Nicolas Sarkozy ile François Hollande arasındaki TV düellosunda kazanan olmadı ama bir kaybeden var. Yaklaşık 17 milyon 800 bin kişinin seyrettiği TV tartışması anketlerdeki olumsuz gidişatı tersine çevirmeye çalışan Nicolas Sarkozy için son şanstı. Ancak Sarkozy beklediğinden daha sert bir kayaya çarptı.

Kazanan yok, kaybeden Sarkozy

Cumhurbaşkanlığı seçiminin 22 Nisan'daki ilk turunda oyların en fazlasını alarak ikinci tura kalan Hollande ve Sarkozy, dün gece bu seçim kampanyasında ilk defa TV ekranlarının karşısında tartışıp, kararsız seçmenleri etkilemeye çalıştılar. Tartışma gergin bir havada gerçekleşti ama kaliteli ve iki adayın savunduğu argümanlar açısından dengeliydi.

AGRESİF OLAN SARKOZY'YDİ
Sarkozy, Fransa'da 1974 yılından bu yana gerçekleşen tüm cumhurbaşkanlığı seçimlerinin kurumsallaşmış egzersizi olan bu program öncesi baskı altında olan taraftı. Beş yıldır cumhurbaşkanlığı görevini yürüttüğü ve anketlerde Hollande'ın arkasında göründüğü için "hesap verecek olan" rolündeydi. Bu nedenle Hollande'a oranla daha agresif davrandı. Rakibini tahrik etmeye çalıştı. Yaklaşık 2 saat 50 dakika süren tartışma boyunca Hollande'ı defalarca "yalancı" olmakla itham etti. Aslında tartışmaya hazırlıklı gelmişti. Hollande'ın kaçak göçmenlerin haklarını koruyan bir sivil toplum kuruluşuna yazdığı mektubun kopyasını dahi getirmişti yanında. Aşırı sağ ve merkezin seçmenlerinin oylarını çekmek için korkular üzerine oynadı. Hollande'ı kaçak göçle mücadele, Fransa ve AB'nin sınırlarının korunması, yabancılara oy hakkı, yüksek gelirlilere vergi konularında sıkıştırmaya çalıştı. Bu alanlarda Hollande'ın Fransa'nın çıkarlarını koruyamayacağı izlenimi yaratmak istedi. Yabancılara oy hakkının sadece Müslüman göçmenlerin "toplulukçu taleplerinin artmasına neden olacağını" savundu.

SARKOZY'NİN TAHRİKLERİNE RAĞMEN SAKİN
Rakibi Hollande ise daha sakindi.
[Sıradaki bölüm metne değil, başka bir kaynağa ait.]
PR #4967, opened 2026-06-17
feat(e2e): cluster-free plugin sanity check for the catalog index (RHIDP-13508)

gustavolira:
## Summary

Plugin sanity checking for the RHDH catalog index, implementing [RHIDP-13508](https://redhat.atlassian.net/browse/RHIDP-13508).

Validates that every plugin the catalog index declares actually **loads in the real RHDH backend**, with no cluster deployment and no product image. Building on the cluster-free harness (#5005), Playwright boots `packages/backend` from source — the product's own Backstage line and `dynamicPluginsFeatureLoader` — and the spec compares the installed set against `/api/dynamic-plugins-info/loaded-plugins`, failing with the exact list of installed-but-not-loaded plugins.

The index is selected by `CATALOG_INDEX_IMAGE` (branch-matched nightly index by default; RC index via Gangway `--catalog-index-image`).

## How it works

- **`local-harness/catalog-index-refs.sh`** — extracts `dynamic-plugins.default.yaml` from the index image and lists every declared package (uncommented entries only), applying `plugin-sanity-excludes.txt`. Layers are walked **top-down**: OCI layers are ordered base-first, so an index rebuilt as an overlay would otherwise yield a stale copy of the file. A missing excludes file is fatal rather than silently disabling every exclusion.
- **`local-harness/populate-catalog-index.sh`** — wraps those refs into an install config (the index ships packages `disabled: true`, so a plain `includes` would install nothing) and installs via the shared `populate.sh`, which gained an optional config argument.
- **`playwright.plugin-sanity.config.ts`** — dedicated request-only config; no browser, no frontend dev server.

## Guarding against a green-but-empty run

The spec would otherwise only assert *installed ⊆ loaded*, which stays green when the install silently underran. So:

- `populate-catalog-index.sh` records the index image and resolved `oci://` package count in `dynamic-plugins-root/.catalog-index-refs`
- the spec asserts the installed count matches it, and that the recorded image matches `CATALOG_INDEX_IMAGE`
- `plugin-sanity` gets its own `globalSetup` requiring that breadcrumb, so a `dynamic-plugins-root` left over from the curated `populate.sh` no longer satisfies the guard

## Failure reporting

A broken plugin takes the whole backend down by design, so the culprit is made obvious: `testing::report_plugin_startup_failures` scans pod logs (current + previous containers, so CrashLoopBackOff is covered) and prints a `PLUGIN STARTUP FAILURES` block saved as an artifact; the cluster-free wrapper greps its own run log for the same signatures.

## CI integration

Runs in `handle_ocp_nightly` → `run_sanity_plugins_check` via `testing::run_plugin_sanity_check`, which follows the `testing::run_tests` conventions (`test_run_tracker`, `save_overall_result`, gzipped JUnit to `SHARED_DIR`, report artifacts) so Slack reporting includes it like any other run. It does **not** alter the existing cluster sanity-plugins deployment.

## Local runs

```bash
CATALOG_INDEX_IMAGE=quay.io/rhdh/plugin-catalog-index:next \
  ./e2e-tests/local-harness/populate-catalog-index.sh
yarn --cwd e2e-tests plugin-sanity
```

## Verification

- Against `:next` — 9 declared packages resolved, backend booted, all loaded.
- Unit tests cover the breadcrumb parser (`e2e-tests/unit/catalog-index-expectation.test.ts`).
- `oxlint`, `oxfmt`, `tsc`, `vitest`, `shellcheck` and `.ci` prettier clean.

## Scope note

An earlier revision of this PR also made the **cluster** sanity-plugins deployment derive its enabled plugin set from the same index, replacing the hand-maintained list. That change has a very different risk profile — it swaps a working curated set for a fully derived one, and a single bad plugin fails the whole `showcase-sanity-plugins` project — so it has been split into a follow-up PR and is **not** included here. Branch: `gustavolira:sanity-plugins-cluster-dynamic`.

## Jira

- Implements: [RHIDP-13508](https://redhat.atlassian.net/browse/RHIDP-13508)
- Part of epic: [RHIDP-13496](https://redhat.atlassian.net/browse/RHIDP-13496) (Test Layer Infrastructure)


gustavolira:
/review
--pr_reviewer.inline_code_comments=true
-i

rostalan:
Hey there, the first thing I notice is the imo excessive amount of comments (cursor counted a third of the additions are pure comments). Reading through some, they sometimes describe very obvious code structures and add very little value. 
Comments should (imho) be reserved for situations where an explanation is explicitly needed, for example if some non-obvious intent or potentially confusing syntax, not to restate what the code already says. (not to mention that reading very thoroughly commented files consumes more tokens and they are harder to read through when reviewing...). 

Recommendations from cursor: 

Assessment
Agree there is excess, but not all of it is pointless.

Worth keeping (non-obvious traps / failure modes):

- Top-down OCI layer walk (stale overlay copy)
- Green-but-empty / breadcrumb .catalog-index-refs rationale
- Missing excludes file must be fatal
- Number("") === 0 trap
- Throw vs soft-return would pass the test
- yarn --cwd cwd-leak note
- Exclusion rationales in plugin-sanity-excludes.txt (especially after the digest-claim retraction commit)

Excess / low value:

1. Same architecture story repeated 4–5 times — PR body, plugin-dynamic-loading.spec.ts (22-line JSDoc), playwright.plugin-sanity.config.ts (22-line JSDoc), testing::run_plugin_sanity_check header, ocp-nightly.sh call-site. One canonical place (README or config) is enough.
2. // Step 1 … // Step 6 in the spec — narrates what the next few lines already say. The “partial install would pass” and “throw not return” notes are the only bits worth keeping.
3. Restating the next if: // Must have at least one bundle format, // Modern dist-scalprum format requires…
4. Trivial JSDoc: e.g. validateFrontendBundles (“Validate bundle artifacts for a list…”), file-title “Plugin Loader Utilities”.
5. Usage blocks duplicated across script headers + README + PR description.

gustavolira:
> Hey there, the first thing I notice is the imo excessive amount of comments (cursor counted a third of the additions are pure comments). Reading through some, they sometimes describe very obvious code structures and add very little value. Comments should (imho) be reserved for situations where an explanation is explicitly needed, for example if some non-obvious intent or potentially confusing syntax, not to restate what the code already says. (not to mention that reading very thoroughly commented files consumes more tokens and they are harder to read through when reviewing...).
> 
> Recommendations from cursor:
> 
> Assessment Agree there is excess, but not all of it is pointless.
> 
> Worth keeping (non-obvious traps / failure modes):
> 
> * Top-down OCI layer walk (stale overlay copy)
> * Green-but-empty / breadcrumb .catalog-index-refs rationale
> * Missing excludes file must be fatal
> * Number("") === 0 trap
> * Throw vs soft-return would pass the test
> * yarn --cwd cwd-leak note
> * Exclusion rationales in plugin-sanity-excludes.txt (especially after the digest-claim retraction commit)
> 
> Excess / low value:
> 
> 1. Same architecture story repeated 4–5 times — PR body, plugin-dynamic-loading.spec.ts (22-line JSDoc), playwright.plugin-sanity.config.ts (22-line JSDoc), testing::run_plugin_sanity_check header, ocp-nightly.sh call-site. One canonical place (README or config) is enough.
> 2. // Step 1 … // Step 6 in the spec — narrates what the next few lines already say. The “partial install would pass” and “throw not return” notes are the only bits worth keeping.
> 3. Restating the next if: // Must have at least one bundle format, // Modern dist-scalprum format requires…
> 4. Trivial JSDoc: e.g. validateFrontendBundles (“Validate bundle artifacts for a list…”), file-title “Plugin Loader Utilities”.
> 5. Usage blocks duplicated across script headers + README + PR description.

Agreed 100%. Thanks for the review, I will remove some comments

e2e-tests/playwright/e2e/plugin-dynamic-loading.spec.ts
```diff
@@ -0,0 +1,108 @@
...
+
+test.describe("Plugin Dynamic Loading", () => {
+  test.beforeAll(() => {
+    test.info().annotations.push({
+      type: "component",
+      description: "plugins",
+    });
+  });
+
+  test("all catalog index plugins load in the RHDH backend", async ({ request }) => {
```
rostalan: from e2e-tests/CONTRIBUTING.MD - §6 General Rules II: "Each test has to test one and only one thing."
this should be split into multiple test cases to give a clear failure reason.

e2e-tests/playwright/e2e/plugin-dynamic-loading.spec.ts
```diff
@@ -0,0 +1,108 @@
...
+      ).toBe(process.env.CATALOG_INDEX_IMAGE);
+    }
+    expect(
+      expected.length,
+      `installed plugin count should match the ${indexExpectation.expectedOciPackages} ` +
+        `oci:// packages declared by ${indexExpectation.image}`,
+    ).toBe(indexExpectation.expectedOciPackages);
+
+    // loaded-plugins requires user credentials, so authenticate as guest.
+    const refresh = await request.get("/api/auth/guest/refresh", {
```
rostalan: The spec file makes direct request.get calls and consumes scanInstalledPlugins, readCatalogIndexExpectation, parseLoadedPluginNames, and parseRefreshToken inline. 
The e2e standard requires all such interactions to be encapsulated inside a POM class; the raw Playwright request fixture and utility helpers belong behind a named page/service object, not inside the spec body.

e2e-tests/playwright/e2e/plugin-dynamic-loading.spec.ts
```diff
@@ -0,0 +1,108 @@
...
+  test.beforeAll(() => {
+    test.info().annotations.push({
+      type: "component",
+      description: "plugins",
+    });
+  });
+
+  test("all catalog index plugins load in the RHDH backend", async ({ request }) => {
+    const manifest = scanInstalledPlugins(dynamicPluginsRoot);
+    console.log(
```
rostalan: The spec contains console.log blocks for test state updates. This could be done better via Playwright [test.step()](https://playwright.dev/docs/api/class-test#test-step) labels and structured annotations.

e2e-tests/playwright/e2e/plugin-dynamic-loading.spec.ts
```diff
@@ -0,0 +1,108 @@
...
+    // the test as PASSED without having validated anything.
+    const indexExpectation = readCatalogIndexExpectation(dynamicPluginsRoot);
+    if (indexExpectation === null) {
+      throw new Error(
+        "dynamic-plugins-root was not populated from the catalog index - run " +
+          "local-harness/populate-catalog-index.sh with CATALOG_INDEX_IMAGE set",
+      );
+    }
+
+    console.log(`[TEST] Catalog index: ${indexExpectation.image}`);
```
rostalan: as above

e2e-tests/playwright/e2e/plugin-dynamic-loading.spec.ts
```diff
@@ -0,0 +1,108 @@
...
+    });
+    expect(refresh.status(), "guest auth refresh should succeed").toBe(200);
+    const token = parseRefreshToken(await refresh.json());
+
+    const response = await request.get("/api/dynamic-plugins-info/loaded-plugins", {
+      headers: { Authorization: `Bearer ${token}` },
+    });
+    expect(response.status(), "loaded-plugins endpoint should respond").toBe(200);
+    const loadedNames = parseLoadedPluginNames(await response.json());
+    console.log(`[TEST] Backend reports ${loadedNames.size} loaded dynamic plugins`);
```
rostalan: s above

e2e-tests/playwright/e2e/plugin-dynamic-loading.spec.ts
```diff
@@ -0,0 +1,108 @@
...
+      for (const { plugin, error } of frontendErrors) {
+        console.log(`   - ${plugin.name}: ${error}`);
+      }
+    }
+    expect(
+      frontendErrors.map(({ plugin, error }) => `${plugin.name}: ${error}`),
+      "every frontend plugin should ship valid bundle artifacts",
+    ).toEqual([]);
+
+    console.log("\n[TEST] Summary:");
```
rostalan: as above

e2e-tests/playwright/utils/installed-plugins.ts
```diff
@@ -0,0 +1,201 @@
...
+    throw new Error(`Malformed ${refsPath}: expected 'image=' and 'expected_oci_packages=' lines`);
+  }
+  return { image, expectedOciPackages };
+}
+
+/**
+ * Frontend plugins ship either the modern dist-scalprum/ bundle (which carries
+ * a plugin-manifest.json) or the legacy dist/remoteEntry.js one.
+ */
+export function validateFrontendBundle(plugin: PluginEntry): string | null {
```
rostalan, line 192: Story states: "Frontend plugins: navigate to the plugin route and assert no JavaScript errors"
This only checks the dirs exist on disk, no plugin route is inspected.

e2e-tests/playwright/e2e/plugin-dynamic-loading.spec.ts
```diff
@@ -0,0 +1,108 @@
...
+      console.log(`\n[TEST] Installed but not loaded (${notLoaded.length}):`);
+      for (const plugin of notLoaded) {
+        console.log(`   - ${plugin.name}@${plugin.version} (${plugin.dirName})`);
+      }
+      console.log("\nLoaded plugins reported by the backend:");
+      for (const name of [...loadedNames].toSorted()) {
+        console.log(`   - ${name}`);
+      }
+    }
+    expect(
```
rostalan: Story states that the check should be done via asserting each plugins api and expecting a healthy response. Here, we only check if the plugin is in a list of loaded plugins. Is there a reason for the difference?

e2e-tests/playwright/utils/installed-plugins.ts
```diff
@@ -0,0 +1,201 @@
...
+ * local-harness/populate-catalog-index.sh, which records the index image and
+ * how many oci:// packages that run resolved.
+ *
+ * Without it the sanity check only asserts "installed ⊆ loaded", which stays
+ * green when the install silently underran (registry hiccup, over-broad
+ * exclude pattern, or dynamic-plugins-root left over from the curated
+ * `populate.sh`). Returns null when absent so a local curated run fails with a
+ * clear message rather than a type error.
+ */
+export function readCatalogIndexExpectation(installDir: string): CatalogIndexExpectation | null {
```
rostalan, line 125: architectural review found this: 
"readCatalogIndexExpectation returns T | null. Global setup already throws if the .catalog-index-refs file is missing. The spec then calls the same function and has its own null-throw — dead code under this Playwright config, with a different error message.

Friction: two places “own” the same invariant; maintainers can’t tell which message is authoritative.

Deepen: a requireCatalogIndexExpectation() that always returns T (or throws). Setup and spec both use it; drop the null branch in the test."

.github/workflows/e2e-cluster-free.yaml
```diff
@@ -94,3 +94,87 @@ jobs:
...
+              exit 1
+            fi
+            image="${OVERRIDE}"
+          elif [[ "${BRANCH}" == release-* ]]; then
+            image="quay.io/rhdh/plugin-catalog-index:${BRANCH#release-}"
+          else
+            image="quay.io/rhdh/plugin-catalog-index:next"
+          fi
+          echo "image=${image}" >> "$GITHUB_OUTPUT"
+          echo "Catalog index: ${image}"
```
zdrapela: Not critical, but it would be nice to have the digest printed out alongside the tag. That would help with tracing where issues started happening etc.

.github/workflows/e2e-cluster-free.yaml
```diff
@@ -94,3 +94,87 @@ jobs:
           name: playwright-report-legacy-local
           path: e2e-tests/playwright-report-legacy-local
           retention-days: 7
+
+  plugin-sanity:
+    name: plugin-sanity
+    runs-on: ubuntu-latest
+    timeout-minutes: 45
```
zdrapela: nit: 45 min timeout is quite high for a job that typically runs 5 minutes. Do you expect it to grow, or have edge cases where it would run for longer?

e2e-tests/playwright/e2e/plugin-dynamic-loading.spec.ts
zdrapela, line 1: I'm not convinced we should mix the cluster-free test files with the regular E2E. Now we need to exclude it for every catch-all Playwright project in `e2e-tests/playwright.config.ts` and I imagine the number of tests like this will grow. What about finding a better home for it?

e2e-tests/local-harness/app-config.plugin-sanity.yaml
zdrapela, line 1: Should this dummy file live in the repo root if it's only for E2E? Same applies for `app-config.local-e2e.yaml` as both should live in the same home.

e2e-tests/playwright/e2e/plugin-dynamic-loading.spec.ts
gustavolira: Done. Split into five tests, one per concern. Before, one test had six assertions across four concerns, so a failure never told you what actually broke.

e2e-tests/playwright/e2e/plugin-dynamic-loading.spec.ts
gustavolira: Partly done. Auth and both endpoints now sit behind a DynamicPluginsApi service object, same shape as the existing RhdhRbacApi.

Left the plugin-loader helpers alone since they're filesystem/parsing, not HTTP, and they're unit-tested directly. Also worth noting the POM rule in CONTRIBUTING.MD is scoped to uiHelper, and the other request-only spec (instance-health-check) calls request.get inline too. Can go further if you want, but that's a wider change than this PR.

e2e-tests/playwright/e2e/plugin-dynamic-loading.spec.ts
gustavolira: Partly done. Dropped the summary block and the progress noise, kept the failure dumps that list which plugins didn't load, since that's the bit you want in the log when it's red. Splitting the test removed most of the narration anyway.

Didn't switch to test.step: it has zero uses in the repo, and console.log is in 11 of 29 specs. Doing it in one spec just makes this file the odd one out. Happy to do it suite-wide as its own PR if we want that as the style.

e2e-tests/playwright/e2e/plugin-dynamic-loading.spec.ts
gustavolira: Same as above.

e2e-tests/playwright/e2e/plugin-dynamic-loading.spec.ts
gustavolira: Same as above.

e2e-tests/playwright/e2e/plugin-dynamic-loading.spec.ts
gustavolira: Same as above.

e2e-tests/playwright/utils/installed-plugins.ts
gustavolira: Swapped it for a real per-plugin check that works without a browser. The spec now asserts every dist-scalprum plugin is actually served at /api/scalprum/plugins. That catches something the disk check couldn't, since scalprum-backend warns and skips a plugin with a broken bundle while it still shows up in loaded-plugins.

Didn't do route navigation: it needs a frontend + browser, and it's undefined for much of the index since a route only exists if the plugin declares dynamicRoutes. If you want it, showcase-sanity-plugins is the better home, it already has a deployment and a browser.

e2e-tests/playwright/e2e/plugin-dynamic-loading.spec.ts
gustavolira: I don't think this one works as written, regardless of the story's age:

- only 1 of 13 installed backend plugins has a /health route
- backend-plugin-module plugins mount no router at all, so there's no URL to hit
- /api/<pluginId>/ can't discriminate, 404 for both "not registered" and "no such sub-route"

Also loaded-plugins filters failures server-side, so absence from that list is the failure signal. Written up on RHIDP-13508 so the deviation lives with the story.

e2e-tests/playwright/utils/installed-plugins.ts
gustavolira: Good catch, done exactly as suggested. Added requireCatalogIndexExpectation() that throws instead of returning null. Global setup and the spec both use it now, so one owner and one message. Dead branch gone.

.github/workflows/e2e-cluster-free.yaml
gustavolira: Added.

.github/workflows/e2e-cluster-free.yaml
gustavolira: Fair, dropped to 20. Runs take 5-7 min; 45 was a guess from before there was any data.

e2e-tests/playwright/e2e/plugin-dynamic-loading.spec.ts
gustavolira: Agreed. Moved to playwright/cluster-free/ and dropped all four testIgnore entries, since anything outside testDir is invisible to the cluster projects for free.

e2e-tests/local-harness/app-config.plugin-sanity.yaml
gustavolira: It shouldn't, and it was actually leaking. Containerfile:206 copies app-config*.yaml and .dockerignore didn't cover this one, so a test-only config was shipping in the image. Moved to e2e-tests/local-harness/, which .dockerignore already excludes.

e2e-tests/local-harness/populate-catalog-index.sh
```diff
@@ -0,0 +1,68 @@
...
+  # the index's own list, so simply leaving one out installs it anyway.
+  if [[ -n "$excluded_refs" ]]; then
+    while read -r ref; do
+      echo "  - package: \"$ref\""
+      echo "    disabled: true"
+    done <<< "$excluded_refs"
+  fi
+} > "$workdir/dynamic-plugins.catalog-index.yaml"
+
+echo "Enabling $(echo "$refs" | grep -c '^oci://') OCI package(s) from ${CATALOG_INDEX_IMAGE}"
```
rostalan: Under set -e, grep -c '^oci://' exits 1 when refs exist but none are oci:// (all OCI excluded), so the script aborts before a clear “no OCI packages” failure / breadcrumb write

rostalan (approved):
looks good, just one more nit.

e2e-tests/local-harness/plugin-sanity-excludes.txt
```diff
@@ -36,3 +39,18 @@ red-hat-developer-hub-backstage-plugin-orchestrator-backend(@|:)
...
+# registry.access.redhat.com alike. Note these are tag-style refs
+# (:1.11.0--x.y.z); every digest-pinned ref the index declares does resolve
+# anonymously via the CLI's quay.io fallback, so this is about publication, not
+# about the digest-lookup trap described above.
+#
+# Excluding them costs real coverage - homepage in particular is a core plugin.
+# Re-check periodically with:
+#   skopeo inspect --no-creds docker://quay.io/rhdh/<name>:<tag>
+# and delete the entry the moment it resolves.
+red-hat-developer-hub-backstage-plugin-homepage(@|:)
```
zdrapela, line 56: Can we include a tracking `TODO` with a ticket number with reasoning of why they are disabled and to re-enable them? It would be a good rule to follow, so we don't forget to unskip them.
`homepage` is tracked here e.g.: https://redhat.atlassian.net/browse/RHDHBUGS-3515

e2e-tests/playwright.plugin-sanity.config.ts
```diff
@@ -0,0 +1,42 @@
...
+  workers: 1,
+  reporter: harnessReporters("plugin-sanity"),
+  use: {
+    baseURL: backendUrl,
+  },
+  webServer: [
+    {
+      // Dummy values for plugins that abort the backend when their config is
+      // missing; passed last so it wins over generated plugin defaults.
+      ...backendWebServer(["../../e2e-tests/local-harness/app-config.plugin-sanity.yaml"]),
```
zdrapela: What is the root? Isn't this equivalent?
```suggestion
      ...backendWebServer(["../local-harness/app-config.plugin-sanity.yaml"]),
```

e2e-tests/local-harness/populate-catalog-index.sh
gustavolira: It doesn't abort there, only a bare assignment trips set -e. Worse actually: it
ran through and wrote expected_oci_packages=0. Added an explicit guard anyway.

e2e-tests/local-harness/plugin-sanity-excludes.txt
gustavolira: Done. TODO(RHDHBUGS-3515) for homepage + intelligent-assistant, TODO(RHIDP-15961)
for the orchestrator pair

e2e-tests/playwright.plugin-sanity.config.ts
gustavolira: Not equivalent, paths resolve from the backend's cwd. Fair confusion though, so I
moved the ../../ into harnessConfigArgs and the call site now reads as you'd expect.

rostalan (approved):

Program öncesinde bugüne dek bir kez dahi başbakanlık veya bakanlık yapmamış olan Hollande'ın Sarkozy karşısında devlet adamı olduğunu gösterme kapasitesi sorgulanmaktaydı. Hollande bu sınavı fazlasıyla geçti. Üzerindeki baskı Sarkozy'ye oranla çok daha azdı. Son beş yıldır ülkeyi o yönetmiyordu, daha önce de hiçbir zaman yönetmemişti. Bununla birlikte 30 yıldır Fransız siyasetinin içinde ve Fransız solunun en büyük partisinin 11 yıl boyunca liderliğini yapmış olmanın deneyimiyle hareket etti. Sarkozy'nin tahrikleri karşısında sinirlenmedi. Seviyeyi düşürmedi. Tüm dosyalara kendi argümanlarıyla hakim olduğunu gösterdi. Sarkozy'yi ekonomik bilançosu ve yönetim anlaşışıyla vurmaya çalıştı. Sarkozy'yi mali krizin yönetiminde "Angela Merkel'in Almanyası önünde diz çökmek", "tüm iktidarı elinde toplamak" ve "belli başlı devlet kurum ve kuruluşlarının başına yakınlarını atamakla" suçladı.

ANKETLERDE HOLLANDE ÖNDE
Fransız basını tartışmayı "dengeli" olarak yansıtsa da sonuçta kaybedenin Sarkozy olduğu görüşünde neredeyse mutabık. Seçimde Sarkozy'yi açıkça destekleyen muhafazakar eğilimli Le Figaro gazetesi dahi bu sabahki manşetinde "Yüksek Gerilim" başlığından öteye gitme cesaretini gösteremedi. Zira Sarkozy, her ne kadar dosyalarına hakim olsa da dün gece seçimin gidişatını değiştirecek bir atılım yapmayı beceremedi. Program öncesinde Hollande'ı tuş edeceğini söylemişti. Maç berabere bitti. Beraberlik ise Sarkozy'ye değil Hollande'a yarıyor. Anketler hâlâ 6 Mayıs pazar günü yapılacak ikinci turu yüzde 47'ye karşı yüzde 53 oyla François Hollande'ın kazanacağını gösteriyor.

Sayfa Yükleniyor...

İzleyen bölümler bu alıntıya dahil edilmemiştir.